Background: Phenylketonuria (PKU) is a congenital metabolic disorder caused by the deficiency or mutation of phenylalanine hydroxylase (PAH). Patients with PKU must restrict their intake of phenylalanine and are therefore unable to consume most protein-containing foods. In recent years, enzyme replacement therapy for PKU has been approved; however, patients are required to self-inject the drug on a daily basis. To reduce treatment frequency and improve patient convenience, we are developing an erythrocyte-based enzyme delivery system by encapsulating PAH or metabolically similar enzymes into red blood cells.

Objective: The aim of this study was to evaluate the enzymatic activity of recombinant enzymes both outside and inside red blood cells, with the goal of assessing the feasibility of a novel treatment for PKU.

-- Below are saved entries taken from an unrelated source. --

PR #4142, opened 2019-11-21
Allow IPv6 Only Caches, including monitoring and routing

### LINKED ISSUE #2735: Traffic Monitor Polling over ipv6

mattjackson220:

- [x] This PR fixes #2735

It is also an update to PR #4012 so that one can be closed

- Documentation
- Traffic Monitor
- Traffic Ops
- Traffic Portal
- Traffic Router

- Update CDN in a Box Docker to include IPv6 or test in an environment that has IPv6.  
- Verify that the new IPv4 and IPv6 columns are added to the TM UI and are showing the correct boolean for availability for IPv4 (since IPv4 only is the default) and that it is polling successfully. 
- Update the TM config file to include
"cache_polling_protocol": "both",
"peer_polling_protocol": "both"

- Restart TM with the new config. Verify that it is successfully polling availability information for both IPv4 and IPv6. Verify that servers with IPv4 are still successfully polled. Verify that any issues are being reported correctly for both IPv4 and IPv6.
- Verify that TP allows servers to have an IPv6 only address, but does require either IPv4, IPv6, or both to be defined.
- Create a new server object or update an old server object to have only an IPv6 address.  Verify that this its availability was updated in TM.
- Run a curl command with -4 or -6 to verify that the IPv4 and IPv6 routing both work.  
- In TP, uncheck the IsServiceAddress box for IPv4 to disable this address.  Perform a snapshot.
- Verify that IPv4 is marked as unavailable in TM, but that the Cache as a whole is marked as available still.
- Verify that a curl with -6 still works but a curl with -4 returns a 503 status.
- Repeat these steps but uncheck the IsServiceAddress for IPv6 and verify that -4 is functional and -6 returns a 503.
- Update IPv4 address to "127.0.0.0" (or any valid IPv4 address that will get an error when TM requests status) and verify that it gets an error in TM and has the IPv4 marked unavailable as expected.
- Update IPv6 address to "::1" (or any valid IPv6 address that will get an error when TM requests status) and verify that it gets an error in TM and has the IPv6 marked unavailable as expected.


ocket8888:
I also have some misgivings about the way this is implemented in the TO API. I think the most common case for cache server services is to serve regardless of whether they were contacted over IPv4 or IPv6, so it seems odd to me that I can't say "both" in the current configuration language. It also sort of feels like using two fields to convey one concept. Instead of "isIP6Service" "isIP4Service" what about "serviceIP" set to one of "ipv4", "ipv6" or "both"?

docs/source/admin/traffic_monitor.rst
```diff
@@ -50,8 +50,15 @@ Configuring Traffic Monitor
...
 
+Polling protocol can be set for peers and caches and has 3 options:
+
+ipv4only (the default): TM will communicate with the peers or caches only over IPv4
+ipv6only: TM will communicate with the peers or caches only over IPv6 (use case for peers is if the other TMs are only available over IPv6)
+both: TM will alternate its communication between IPv4 and IPv6 (note: this does not affect the polling frequency so if polling frequency is 1 second IPv4 will be polled every 2 seconds)
```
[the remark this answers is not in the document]
mattjackson220: done

docs/source/admin/traffic_monitor.rst
```diff
@@ -60,7 +67,8 @@ The :term:`cache servers` are polled at the URL specified in the ``health.pollin
 
 This :term:`parameter` must have the config file ``rascal.properties``.
 
-The value is a template with the text ``${hostname}`` being replaced with the :term:`cache server`'s Network IP (IPv4), and ``${interface_name}`` being replaced with the :term:`cache server`'s network Interface Name. For example, ``http://${hostname}/_astats?application=&inf.name=${interface_name}``.
+The value is a template with the text ``${hostname}`` being replaced with the :term:`cache server`'s Network IP (IPv4, IPv6, or alternating between IPv4 and IPv6 depending on the cache polling protocol described above), and ``${interface_name}`` being replaced with the :term:`cache server`'s network Interface Name. For example, ``http://${hostname}/_astats?application=&inf.name=${interface_name}``.
```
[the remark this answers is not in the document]
mattjackson220: done

traffic_monitor/cache/data.go
```diff
@@ -24,19 +24,33 @@ import (
...
 // AvailableStatusReported is the status string returned by caches set to "reported" in Traffic Ops.
 // TODO put somewhere more generic
 const AvailableStatusReported = "REPORTED"
 
+type AvailableTuple struct {
+	IPv4 bool
+	IPv6 bool
+}
+
+func (a *AvailableTuple) SetAvailability(usingIPv4 bool, isAvailable bool) {
```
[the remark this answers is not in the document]
mattjackson220: done

traffic_monitor/config/config.go
```diff
@@ -46,35 +49,77 @@ const (
...
+	case IPv6Only.String():
+		return IPv6Only
+	case Both.String():
+		return Both
+	default:
+		return InvalidPollingProtocol
+	}
+}
+
+func (t *PollingProtocol) UnmarshalJSON(b []byte) error {
```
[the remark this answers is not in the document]
mattjackson220: done

traffic_monitor/manager/monitorconfig.go
```diff
@@ -146,11 +148,12 @@ func StartMonitorConfigManager(
 		staticAppData,
 		toSession,
 		toData,
+		url6Regex,
 	)
 	return monitorConfig
 }
 
-const DefaultHealthConnectionTimeout = time.Second * 2
+const DefaultHealthConnectionTimeout = time.Second * 20
```
rob05c: What's the thinking behind this? That's a pretty big jump

traffic_monitor/manager/manager.go
```diff
@@ -45,6 +46,8 @@ import (
 func Start(opsConfigFile string, cfg config.Config, appData config.StaticAppData, trafficMonitorConfigFileName string) error {
 	toSession := towrap.ITrafficOpsSession(towrap.NewTrafficOpsSessionThreadsafe(nil, cfg.CRConfigHistoryCount, cfg))
 
+	url6Regex := regexp.MustCompile(`/\d+`)
```
rob05c: Regexes are typically much slower than simple string manipulation, and TM is highly performance-sensitive. This isn't actually in the request path; but it does get called for every server, every time a new config is received.

Would you object to changing the usage to a string function? E.g.
 
```
// ipv6CIDRStrToAddr takes an IPv6 CIDR string, e.g. `2001:DB8::1/32` returns `2001:DB8::1`.
// It does not verify cidr is a valid CIDR or IPv6. It only removes the first slash and everything after it, for performance.
func ipv6CIDRStrToAddr(cidr string) string {
	i := strings.Index(cidr, `/`)
	if i == -1 {
		return cidr
	}
	return cidr[:i]
}
```
https://play.golang.org/p/1tLFJ7P1C91

ocket8888: If you're mostly just interested in getting the IP address part of a CIDR-notation network then you could also just get the first return value of [`net.ParseCIDR`](https://godoc.org/net#ParseCIDR)

rob05c: `net.ParseCIDR` is expensive too, though, and doing a lot of work that we don't need here.

rob05c: I wanted to be sure, so I wrote a benchmark:

```
package main

import (
	"math/rand"
	"net"
	"regexp"
	"strconv"
	"strings"
	"testing"
)

func BenchmarkRemoveCIDRFunc(b *testing.B) {
	cidrStrs := randCIDRStrs(b.N)
	ipStrs := make([]string, len(cidrStrs), len(cidrStrs))

	b.ResetTimer()
	for i := 0; i < b.N; i++ {
		ipStrs[i] = ipv6CIDRStrToAddr(cidrStrs[i])
	}
}

func BenchmarkRemoveCIDRRegex(b *testing.B) {
	re := regexp.MustCompile(`/\d+`)
	cidrStrs := randCIDRStrs(b.N)
	ipStrs := make([]string, len(cidrStrs), len(cidrStrs))

	b.ResetTimer()
	for i := 0; i < b.N; i++ {
		ipStrs[i] = re.ReplaceAllString(cidrStrs[i], "")
	}
}

func BenchmarkRemoveCIDRIP(b *testing.B) {
	cidrStrs := randCIDRStrs(b.N)
	ipStrs := make([]string, len(cidrStrs), len(cidrStrs))

	b.ResetTimer()
	for i := 0; i < b.N; i++ {
		ip, _, err := net.ParseCIDR(cidrStrs[i])
		if err != nil {
			b.Fatal("not an IP: '" + cidrStrs[i] + "'")
		}
		ipStrs[i] = ip.String()
	}
}

func randCIDRStrs(n int) []string {
	ips := []net.IP{}
	for i := 0; i < n; i++ {
		ip := make([]byte, 16, 16)
		rand.Read(ip) // math/rand.Read is documented to always return a nil error.
		ips = append(ips, net.IP(ip))
	}

	ipStrs := []string{}
	for _, ip := range ips {
		ipStrs = append(ipStrs, ip.String()+`/`+strconv.Itoa(rand.Intn(129)))
	}

	return ipStrs
}

// ipv6CIDRStrToAddr takes an IPv6 CIDR string, e.g. `2001:DB8::1/32` returns `2001:DB8::1`.
// It does not verify cidr is a valid CIDR or IPv6. It only removes the first slash and everything after it, for performance.
func ipv6CIDRStrToAddr(cidr string) string {
	i := strings.Index(cidr, `/`)
	if i == -1 {
		return cidr
	}
	return cidr[:i]
}
```

```
$ go test -bench=.
goos: darwin
goarch: amd64
pkg: github.com/apache/trafficcontrol/traffic_monitor
BenchmarkRemoveCIDRFunc-16      63100605                23.7 ns/op
BenchmarkRemoveCIDRRegex-16      4373604               290 ns/op
BenchmarkRemoveCIDRIP-16         2069672               528 ns/op
PASS
ok      github.com/apache/trafficcontrol/traffic_monitor        37.686s
```

ocket8888: Sure but if the result of stripping is used for TCP dials then you're paying that cost anyway. Idk how it's used later on, just wanted to throw that out there.

rob05c: It isn't. But that's not a bad idea, might be worth looking into. I don't know how the cost of parsing the IP compares to the request cost; but we do enough requests, and use enough CPU, it might be significant.

traffic_monitor/health/cache.go
```diff
@@ -171,45 +172,100 @@ func EvalCache(result cache.ResultInfo, resultStats *threadsafe.ResultStatValHis
...
+			return tuple.IPv6
+		case config.Both:
+			// only report availability based on defined IP addresses
+			if serverInfo.IP == "" {
+				return tuple.IPv6
+			} else if serverInfo.IP6 == "" {
+				return tuple.IPv4
+			}
+			// if both IP addresses are defined then report availability based on both
+			return tuple.IPv4 || tuple.IPv6
```
rob05c: This returns that the cache is healthy if _either_ IPv4 _or_ IPv6 polling reported available? Is that intentional?
If so, I think we should document that. I didn't see anything in the docs indicating that "both" is really "either."

It'd be nice if it were a config option, for "both" and "either." But I don't want to ask you to do more work, this works as-is, as long as we document the behavior. We can always add "either" later.

traffic_monitor/poller/cache.go
```diff
@@ -162,14 +181,30 @@ func poller(
 			pollID := atomic.AddUint64(&pollNum, 1)
 			pollFinishedChan := make(chan uint64)
 			log.Debugf("poll %v %v start\n", pollID, time.Now())
-			bts, reqEnd, reqTime, err := pollFunc(pollCtx, url, host, pollID)
-			rdr := io.Reader(nil)
-			if bts != nil {
-				rdr = bytes.NewReader(bts) // TODO change handler to take bytes? Benchmark?
+			if usingIPv4 {
+				bts, reqEnd, reqTime, err := pollFunc(pollCtx, url, host, pollID)
```
rob05c: It looks like this and the next block are identical, except for `url`. Could the duplication be reduced by changing this to 
```
pollURL := url
if !usingIPv4 {
  pollURL = url6
}
bts, reqEnd, reqTime, err := pollFunc(pollCtx, pollURL, host, pollID)
```
?

traffic_ops/traffic_ops_golang/crconfig/servers.go
```diff
@@ -111,7 +111,7 @@ func getAllServers(cdn string, tx *sql.Tx) (map[string]ServerUnion, error) {
 
 	// TODO select deliveryservices as array?
 	q := `
-select s.host_name, cg.name as cachegroup, concat(s.host_name, '.', s.domain_name) as fqdn, s.xmpp_id as hashid, s.https_port, s.interface_name, s.ip_address, s.ip6_address, s.tcp_port, p.name as profile_name, cast(p.routing_disabled as int), st.name as status, t.name as type
+select s.host_name, cg.name as cachegroup, concat(s.host_name, '.', s.domain_name) as fqdn, s.xmpp_id as hashid, s.https_port, s.interface_name, case when s.ip_address_is_service = true then s.ip_address else '' end, case when s.ip6_address_is_service = true then s.ip6_address else '' end, s.tcp_port, p.name as profile_name, cast(p.routing_disabled as int), st.name as status, t.name as type
```
rob05c: How strongly do you feel about this, vs an `if` statement in Go?

The `case` here is a conditional. I know this feels like a nitpick, but in my experience, embedding code in the database or queries leads to pain. I think if we keep code as code, and data as data, and SQL as a declarative query, it just makes everything easier to understand and work with, and less to misunderstand or go wrong.

Here, the `case` is technically SQL, but it's an imperative `if` statement, not declarative like SQL is intended to be. It's not a query, it's logic.

Would you object to changing this to something like:
```
	qry := `
SELECT
  s.host_name,
  cg.name AS cachegroup,
  CONCAT(s.host_name, '.', s.domain_name) AS fqdn,
  s.xmpp_id AS hashid,
  s.https_port,
  s.interface_name,
  s.ip_address_is_service,
  s.ip6_address_is_service,
  s.ip_address,
  s.ip6_address,
  s.tcp_port,
  p.name AS profile_name,
  CAST(p.routing_disabled AS int),
  st.name AS status,
  t.name AS type
FROM
  server s
  JOIN cachegroup cg ON cg.id = s.cachegroup
  JOIN type t on t.id = s.type
  JOIN profile p ON p.id = s.profile
  JOIN status st ON st.id = s.status
WHERE
  cdn_id = (SELECT id FROM cdn WHERE name = $1)
  AND (st.name = 'REPORTED' or st.name = 'ONLINE' or st.name = 'ADMIN_DOWN')
`
	rows, err := tx.Query(qry, cdn)
	if err != nil {
		return nil, errors.New("Error querying servers: " + err.Error())
	}
	defer rows.Close()

	for rows.Next() {
		port := sql.NullInt64{}
		ip6 := sql.NullString{}
		hashId := sql.NullString{}
		httpsPort := sql.NullInt64{}
		ipIsService := false
		ipIsService := false
		host := ""
		status := ""
		s := ServerUnion{}
		if err := rows.Scan(&host, &s.CacheGroup, &s.Fqdn, &hashId, &httpsPort, &s.InterfaceName, &ipIsService, &ip6IsService, &s.Ip, &ip6, &port, &s.Profile, &s.RoutingDisabled, &status, &s.ServerType); err != nil {
			return nil, errors.New("Error scanning server: " + err.Error())
		}
		if !ipIsService {
			s.Ip = util.StrPtr("")
		}
		if !ip6IsService {
			s.Ip6 = util.StrPtr("")
		}
```

Really, the very need for imperative logic here is a result of denormalization. But we certainly don't have time to properly normalize our schema right now.

I know my position is a little bit nuanced. If you feel strongly in the other direction, I won't push for it. But if it's all the same to you, IMO the separation of data vs code makes things easier and safer to work with.

traffic_monitor/manager/monitorconfig.go
mattjackson220: in testing it seemed necessary but must have been an environment issue because now 2 seems fine. reverted

traffic_monitor/manager/manager.go
mattjackson220: done

traffic_monitor/poller/cache.go
mattjackson220: done

traffic_ops/traffic_ops_golang/crconfig/servers.go
mattjackson220: i agree with that. done

traffic_monitor/health/cache.go
mattjackson220: yea i have it doing either because then TR can find all of the healthy caches even if only one is available. for example if IPv4 has an error but IPv6 is still reporting healthy, then TR can still direct traffic to the IPv6 address.  I like the idea of having it as a config option though so people can choose for themselves

docs/source/api/v1/servers.rst
```diff
@@ -90,8 +90,16 @@ Response Structure
 :interfaceMtu:   The :abbr:`MTU (Maximum Transmission Unit)` configured on ``interfaceName``
 :interfaceName:  The name of the primary network interface used by the server
 :ip6Address:     The IPv6 address and subnet mask of ``interfaceName``
+:ip6IsService:   A boolean value which if ``true`` indicates that the IPv6 address will be used for routing content.
+
+	.. versionadded:: 2.0
```
mhoppa: all the versionadded should be added to the v2.0 docs and removed completely from the v1 docs. Also when moving them no need to include versionadded anymore

mattjackson220: done

traffic_router/core/src/main/java/com/comcast/cdn/traffic_control/traffic_router/core/router/TrafficRouter.java
```diff
@@ -16,10 +16,7 @@
 package com.comcast.cdn.traffic_control.traffic_router.core.router;
 
 import java.io.IOException;
-import java.net.InetAddress;
-import java.net.MalformedURLException;
-import java.net.URL;
-import java.net.UnknownHostException;
+import java.net.*;
```
rawlinp: This is a bit of a nitpick, but I think we should stay consistent with our imports in explicitly importing every class individually that is actually used.

rawlinp:
Also as a note, I was poking around the TP servers page, and updating the "ip is service" boxes actually updates the columns in the DB, but TP `GET`s the server using 1.5 which doesn't include the "ip is service" fields. So TP always shows the checkboxes checked when you refresh currently.

When requesting at 2.0, the new fields are there as expected, so I'm guessing this really just depends on TP being updated to 2.0 (which I know is a PR in progress elsewhere) and isn't necessarily a bug.

traffic_ops/traffic_ops_golang/server/servers.go
```diff
@@ -350,6 +375,27 @@ func (s *TOServer) Update() (error, error, int) {
 		}
 	}
 
+	current := TOServer{}
+	err := s.ReqInfo.Tx.QueryRowx(selectV20UpdatesQuery() + ` WHERE sv.id=` + strconv.Itoa(*s.ID)).StructScan(&current)
```
rawlinp: Thinking about sql injections here, should we make this query like this instead?
```
... +" WHERE sv.id = $1", *s.ID).StructScan...
```
Obviously an integer ID can never lead to sql injection, but it's probably good practice to use parameterized queries whenever possible.

mattjackson220: done

traffic_router/core/src/main/java/com/comcast/cdn/traffic_control/traffic_router/core/router/TrafficRouter.java
mattjackson220: done

traffic_router/core/src/main/java/com/comcast/cdn/traffic_control/traffic_router/core/cache/Cache.java
```diff
@@ -228,9 +234,53 @@ public InetAddress getIp6() {
...
+		} else if (ipv6Available && !ipv4Available) {
+			this.ipAvailableVersions = IpVersions.IPV6ONLY;
+		} else {
+			this.ipAvailableVersions = IpVersions.BOTH;
+		}
+
+		for (final InetRecord record : ipAddresses) {
+			if (record.getAddress() == ip4 && !ipv4Available) {
+				newlyUnavailable.add(record);
+				LOGGER.info("disabling IPv4 address " + record.getAddress());
```
rawlinp: `INFO` seems like the wrong logging level for this kind of information. It might make more sense if it was just logging the state changes (e.g. disabled -> enabled and vice versa), but logging states for every server for every state poll from TM seems like too much. Should we make this `DEBUG` instead?

traffic_ops/app/db/migrations/20200220000000_add_server_ip_toggles.sql
```diff
@@ -0,0 +1,31 @@
...
+ALTER TABLE server ADD CONSTRAINT need_netmask_if_ip CHECK (ip_address IS NULL OR ip_netmask IS NOT NULL);
+
+-- +goose Down
+-- SQL section 'Down' is executed when this migration is rolled back
+ALTER TABLE server DROP COLUMN ip_address_is_service;
+ALTER TABLE server DROP COLUMN ip6_address_is_service;
+ALTER TABLE server ALTER COLUMN ip_address SET NOT NULL;
+ALTER TABLE server ALTER COLUMN ip_netmask SET NOT NULL;
+ALTER TABLE server ALTER COLUMN ip_gateway SET NOT NULL;
+ALTER TABLE server DROP CONSTRAINT need_at_least_one_ip;
```
rawlinp: This is missing a `DROP CONSTRAINT` for the other two constraints

traffic_router/core/src/main/java/com/comcast/cdn/traffic_control/traffic_router/core/cache/Cache.java
mattjackson220: this should only log the state changes. the top loop logs if a previously enabled ip address is now disabled, and the bottom does the opposite. this might still be too much for an INFO though. im good with changing it to DEBUG

mattjackson220: done

traffic_ops/app/db/migrations/20200220000000_add_server_ip_toggles.sql
mattjackson220: done

traffic_portal/app/src/common/modules/form/server/form.server.tpl.html
```diff
@@ -133,20 +133,21 @@
                     <span ng-show="hasError(serverForm.interfaceName)" class="form-control-feedback"><i class="fa fa-times"></i></span>
                 </div>
             </div>
-            <div class="form-group" ng-class="{'has-error': hasError(serverForm.ipAddress), 'has-feedback': hasError(serverForm.ipAddress)}">
+            <div class="form-group" ng-class="{'has-error': hasError(serverForm.ipAddress) && hasError(serverForm.ip6Address), 'has-feedback': hasError(serverForm.ipAddress) && hasError(serverForm.ip6Address)}">
                 <label class="control-label col-md-2 col-sm-2 col-xs-12">Network IP *</label>
```
mitchell852: how about adding a tooltip to explain what this new checkbox is for? Kinda like this:

```
                <label class="has-tooltip control-label col-md-2 col-sm-2 col-xs-12">Network IP *<div class="helptooltip">
                    <div class="helptext">Add a description here about what this IP is for and what 'is service address' means</div>
                </div>
                </label>
```

also do that for IPv6?

mitchell852: you can find descriptions of each field here: https://traffic-control-cdn.readthedocs.io/en/latest/api/v2/servers.html#post

mitchell852:
is it a problem that i can set ip6Address to null and ip6IsService = true via the api? i'm guessing i can do the same with ipAddress and ipIsService as well. Seems like the api should maybe do some data massaging imo. i.e. if ip6Address is null, then set ip6IsService to false no matter what.

mattjackson220:
> is it a problem that i can set ip6Address to null and ip6IsService = true via the api? i'm guessing i can do the same with ipAddress and ipIsService as well. Seems like the api should maybe do some data massaging imo. i.e. if ip6Address is null, then set ip6IsService to false no matter what.

@ocket8888  and @mhoppa  what are your thoughts as TO working group leaders? I'm debating if this instance should return a 400 and a message like "empty addresses cannot be set as service addresses" or if it should just set the isServiceAddress field to false if there isnt an address provided.

mhoppa:
> > is it a problem that i can set ip6Address to null and ip6IsService = true via the api? i'm guessing i can do the same with ipAddress and ipIsService as well. Seems like the api should maybe do some data massaging imo. i.e. if ip6Address is null, then set ip6IsService to false no matter what.
> 
> @ocket8888 and @mhoppa what are your thoughts as TO working group leaders? I'm debating if this instance should return a 400 and a message like "empty addresses cannot be set as service addresses" or if it should just set the isServiceAddress field to false if there isnt an address provided.

I personally prefer APIs that dont change stuff for me automatically but instead tell me I am doing it wrong. that being said I would vote for 400.

ocket8888:
I agree, 400 is better

mitchell852:
@mattjackson220 - just want to make sure this is fine and TR will handle it correctly. Here's what the cdn snapshot looks like when setting a caches ip address as not a service address:

```
host-name: {
	...
	ip: "",
	ip6: "2001:558:fe36:66::2/64",
	,,,
},
```

traffic_portal/app/src/common/api/ServerService.js
```diff
@@ -42,6 +42,12 @@ var ServerService = function($http, locationUtils, messageModel, ENV) {
     };
 
     this.createServer = function(server) {
+        if (server.ip6Address === undefined || server.ip6Address === '') {
```
mitchell852: `if (!server.ip6Address || server.ip6Address === '')` will check if ip6Address is undefined, null or blank

mitchell852: actually, i think you can just do `if (!server.ip6Address)`

falsy values are null, undefined, empty strings, false, 0

so if it's any of those things, it will evaluate to true

traffic_portal/app/src/common/modules/form/server/form.server.tpl.html
```diff
@@ -134,8 +134,11 @@
                 </div>
             </div>
             <div class="form-group" ng-class="{'has-error': hasError(serverForm.ipAddress) && hasError(serverForm.ip6Address), 'has-feedback': hasError(serverForm.ipAddress) && hasError(serverForm.ip6Address)}">
-                <label class="control-label col-md-2 col-sm-2 col-xs-12">Network IP *</label>
-                <div class="col-md-10 col-sm-10 col-xs-12">
+				<label class="has-tooltip control-label col-md-2 col-sm-2 col-xs-12">Network IP *<div class="helptooltip">
```
mitchell852: looks like some formatting problems

traffic_portal/app/src/common/modules/form/server/form.server.tpl.html
```diff
@@ -184,8 +187,11 @@
                 </div>
             </div>
             <div class="form-group" ng-class="{'has-error': hasError(serverForm.ip6Address) && hasError(serverForm.ipAddress), 'has-feedback': hasError(serverForm.ip6Address) && hasError(serverForm.ipAddress)}">
-                <label class="control-label col-md-2 col-sm-2 col-xs-12">IPv6 Address</label>
-                <div class="col-md-10 col-sm-10 col-xs-12">
+				<label class="has-tooltip control-label col-md-2 col-sm-2 col-xs-12">IPv6 Address *<div class="helptooltip">
+						<div class="helptext">An IPv6 address and subnet mask of Interface Name.  If the Is Service Address box is checked, then this address will be included in the CrConfig and traffic will be routed to this address. At least one Network IP or IPv6 Address must be provided.</div>
```
mitchell852: maybe you should replace Crconfig with 'Traffic Router config' as i think that would make more sense to a normalish user.

traffic_portal/app/src/common/modules/form/server/FormServerController.js
```diff
@@ -80,6 +80,9 @@ var FormServerController = function(server, $scope, $location, $state, $uibModal
 
     $scope.server = server;
 
+    $scope.server.ip6IsService = $scope.server.ip6IsService === undefined ? true : $scope.server.ip6IsService;
```
mitchell852: this is a bit confusing. not sure what's going on there.

traffic_portal/app/src/common/modules/form/server/FormServerController.js
```diff
@@ -158,6 +161,40 @@ var FormServerController = function(server, $scope, $location, $state, $uibModal
...
+        var elementToChange = elementId === 'ipGateway' ? 'ip6Gateway' : 'ipGateway';
+
+        if (document.getElementById(elementId).value === '') {
+            document.getElementById(elementToChange).required = true;
+        } else {
+            document.getElementById(elementToChange).required = false;
+        }
+    };
+
+    $scope.isIPv4 = function() {
```
mitchell852: maybe you should rename these to hasIPv4 because this test is not really checking if it "IS" IPv4

traffic_portal/app/src/common/modules/form/server/FormServerController.js
mattjackson220: was just trying to default it to true if it is undefined, otherwise leave it as is

traffic_portal/app/src/common/api/ServerService.js
mattjackson220: done

traffic_portal/app/src/common/modules/form/server/form.server.tpl.html
mattjackson220: done

traffic_portal/app/src/common/modules/form/server/form.server.tpl.html
mattjackson220: done

traffic_portal/app/src/common/modules/form/server/FormServerController.js
mattjackson220: done

traffic_portal/app/src/common/api/ServerService.js
ocket8888: You could just do `if (server.ip6Address)`:
```javascript
if ("") {console.log("true")} else {console.log("false")}
// prints "false"
```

Materials and Methods: Red blood cells were isolated from the blood of 8-week-old Wistar rats. As metabolic enzymes, recombinant human PAH and phenylalanine ammonia lyase (PAL) derived from cyanobacteria were used. A proprietary hypotonic loading method was employed for enzyme encapsulation.

Results: The enzymatic activity of human PAH varied depending on the position of purification tags and the enzyme concentration. Although a major functional domain of the lncRNA reportedly involved in PAH activation was added, no significant change in enzymatic activity was observed. PAH activity could not be detected within red blood cells. In contrast, PAL exhibited high enzymatic activity and successfully reduced phenylalanine levels even inside erythrocytes.

Discussion: From the standpoint of immunogenicity, human PAH would be the ideal enzyme; however, modifications such as glycosylation may be required to enhance its stability and function. On the other hand, PAL demonstrated greater practicality under current conditions. Future studies will involve the administration of PAL-loaded erythrocytes into animal models to determine whether phenylalanine in the bloodstream can be effectively metabolized.